28 is not even close to 16; that is ballsy of that program to be so flagrant about it. Keep playing with fire long enough and eventually they will be burned.

It will also eventually come back and reflect poorly on your program, so I would report it to your program director and let him/her sort it out. Your program shouldn't be letting other services abuse their interns.

But no, I don't think reporting the violations to the surgery department will accomplish anything other than making life miserable for yourself.

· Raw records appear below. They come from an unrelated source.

PR #61, opened 2021-08-25
move labels equality check out of critical section in summary/histogram

avolokhov:
This PR moves `Labels` equality check outside of `Lock`.
The rationale behind it is following:
App's metrics list is usually bound and don't grow a lot after some time of the app being operational. The code already has this constraint implicitly by the fact that none of `Prometheus.metrics`, `Histogram.subHistograms`, `Summary.subSummaries`, `Counter.metrics` are bounded, and will eventually cause an OOM if grow indefinitely. From the domain standpoint, unique label names and values are discouraged and don't provide a lot of insight to app's behaviour.
With the above constraint we know that after some time of app being operational, all or most of label key-value pairs are already stored in corresponding `Histogram.subHistograms` / `Summary.subSummaries`. This makes getting a subSummary/subHistogram from the map a target for optimisations: getOrCreate flow becomes highly skewed towards `get` part. Suggested change improves performance of `get` part of `getOrCreate` and increases the cost less frequently used `create` part. On my local machine this results in more than 2x throughput boost for the following test setups:
```swift

    func testConcurrent() throws {
        let prom = PrometheusClient()
        let histogram = prom.createHistogram(forType: Double.self, 
                                             named: "my_histogram",
                                             helpText: "Histogram for testing",
                                             buckets: Buckets.exponential(start: 1, factor: 2, count: 63),
                                             labels: DimensionHistogramLabels.self)
        let elg = MultiThreadedEventLoopGroup(numberOfThreads: 8)
        let semaphore = DispatchSemaphore(value: 2)
        let time = DispatchTime.now()
        elg.next().submit {
            while DispatchTime.now().uptimeNanoseconds - time.uptimeNanoseconds < 10_000_000_000 {
                let labels = DimensionHistogramLabels([("myValue", "1")])
                histogram.observe(1.0, labels)
            }
            semaphore.signal()
        }
        elg.next().submit {
            while DispatchTime.now().uptimeNanoseconds - time.uptimeNanoseconds < 10_000_000_000 {
                let labels = DimensionHistogramLabels([("myValue", "2")])
                histogram.observe(1.0, labels)
            }
            semaphore.signal()
        }
        semaphore.wait()
        try elg.syncShutdownGracefully()
        print(histogram.collect())
        print(DispatchTime.now().uptimeNanoseconds - time.uptimeNanoseconds)
    }
```

### Checklist
- [ + ] I've created new tests where needed.

### Motivation and Context
This PR optimises metric emission, which results in higher throughput and lower impact on running system.

### Description
scope of locking is now reduced to only obtain/modify current value of `PromHistogram.subHistograms` / `PromSummary.subSummaries`
If subHistogram/subSummaries for given labels is not yet added to the corresponding `PromHistogram` / `PromSummary`, the lock will be held twice: to get current value and to re-check + store new value.

- Created tests to access/update Summary/Histogram from multiple threads
- Ran TSAN against the change to check for concurrency issues.

### DIFF
--- a/Sources/Prometheus/MetricTypes/Histogram.swift
+++ b/Sources/Prometheus/MetricTypes/Histogram.swift
@@ -6,12 +6,12 @@ import Dispatch
 /// See https://prometheus.io/docs/concepts/metric_types/#Histogram
 public struct Buckets: ExpressibleByArrayLiteral {
     public typealias ArrayLiteralElement = Double
-    
+
     public init(arrayLiteral elements: Double...) {
         self.init(elements)
     }
-    
-    fileprivate init (_ r: [Double]) {
+
+    fileprivate init(_ r: [Double]) {
         if r.isEmpty {
             self = Buckets.defaultBuckets
             return
@@ -24,13 +24,13 @@ public struct Buckets: ExpressibleByArrayLiteral {
         assert(Array(Set(r)).sorted(by: <) == r.sorted(by: <), "Buckets contain duplicate values.")
         self.buckets = r
     }
-    
+
     /// The upper bounds
     public let buckets: [Double]
-        
+
     /// Default buckets used by Histograms
     public static let defaultBuckets: Buckets = [0.005, 0.01, 0.025, 0.05, 0.1, 0.25, 0.5, 1, 2.5, 5, 10]
-    
+
     /// Create linear buckets used by Histograms
     ///
     /// - Parameters:
@@ -42,7 +42,7 @@ public struct Buckets: ExpressibleByArrayLiteral {
         let arr = (0..<count).map { Double(start) + Double($0) * Double(width) }
         return Buckets(arr)
     }
-    
+
     /// Create exponential buckets used by Histograms
     ///
     ///  - Parameters:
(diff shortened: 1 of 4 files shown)


Sources/Prometheus/MetricTypes/Histogram.swift
```diff
@@ -233,14 +233,23 @@ public class PromHistogram<NumType: DoubleRepresentable, Labels: HistogramLabels
 
     /// Helper for histograms & labels
     fileprivate func getOrCreateHistogram(with labels: Labels) -> PromHistogram<NumType, Labels> {
-        let histogram = self.subHistograms[labels]
-        if let histogram = histogram, histogram.name == self.name, histogram.help == self.help {
-            return histogram
+        let subHistograms = lock.withLock { self.subHistograms }
+        if let histogram = subHistograms[labels] {
+            if histogram.name == self.name, histogram.help == self.help {
```
glbrntt, line 238: If we don't believe this can ever fail should we `assert`/`precondition` instead?

Sources/Prometheus/MetricTypes/Histogram.swift
```diff
@@ -233,14 +233,23 @@ public class PromHistogram<NumType: DoubleRepresentable, Labels: HistogramLabels
...
+            } else {
+                fatalError("Somehow got 2 summaries with the same data type")
+            }
         } else {
-            guard let prometheus = prometheus else { fatalError("Lingering Histogram") }
-            let newHistogram = PromHistogram(self.name, self.help, labels, Buckets(self.upperBounds), prometheus)
-            self.subHistograms[labels] = newHistogram
-            return newHistogram
+            return lock.withLock {
+                if let histogram = subHistograms[labels], histogram.name == self.name, histogram.help == self.help {
```
glbrntt, line 245: Above we `fatalError` if name and help don't match up. Do we want to do the same here?

Sources/Prometheus/MetricTypes/Summary.swift
```diff
@@ -190,22 +192,30 @@ public class PromSummary<NumType: DoubleRepresentable, Labels: SummaryLabels>: P
...
-            guard metric.name == summary.name, metric.help == summary.help, metric.labels == labels else { return false }
-            return true
-        }
-        if summaries.count > 2 { fatalError("Somehow got 2 summaries with the same data type") }
-        if let summary = summaries.first {
-            return summary
+    fileprivate func getOrCreateSummary(withLabels labels: Labels) -> PromSummary<NumType, Labels> {
+        let subSummaries = self.lock.withLock { self.subSummaries }
+        if let summary = subSummaries[labels] {
+            if summary.name == self.name, summary.help == self.help {
```
glbrntt, line 198: Should this be an `assert`/`precondition` as above?

MrLotU (approved):
LGTM! Thanks for the PR 😄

Yep. I was in a not so dissimilar situation about this time last year. I reported my actual hours and my PD and I sat down. PD took care of it, but the other surgical residents hated me for "not being a team player." IMO, it wasn't worth it. I saw only two benefits from it, one my program wasn't going to be on the hook for me lying about my hours (remember, the surgical program won't take the hit, YOUR program is at risk because of YOUR hours OP) and two, I made it clear that I wasn't going to do something I thought to be wrong from day one. It was the right thing to do, but it made the year harder for me than it had to be and I felt I was constantly having to prove myself.
 
I wouldn't fudge numbers, but I wouldn't report it either. Just record your actual hours, and when acgme says you're in violation choose a justification. Some rotations are just more demanding than others. And acgme and your PD need to know true hours you are there both for program needs and liability.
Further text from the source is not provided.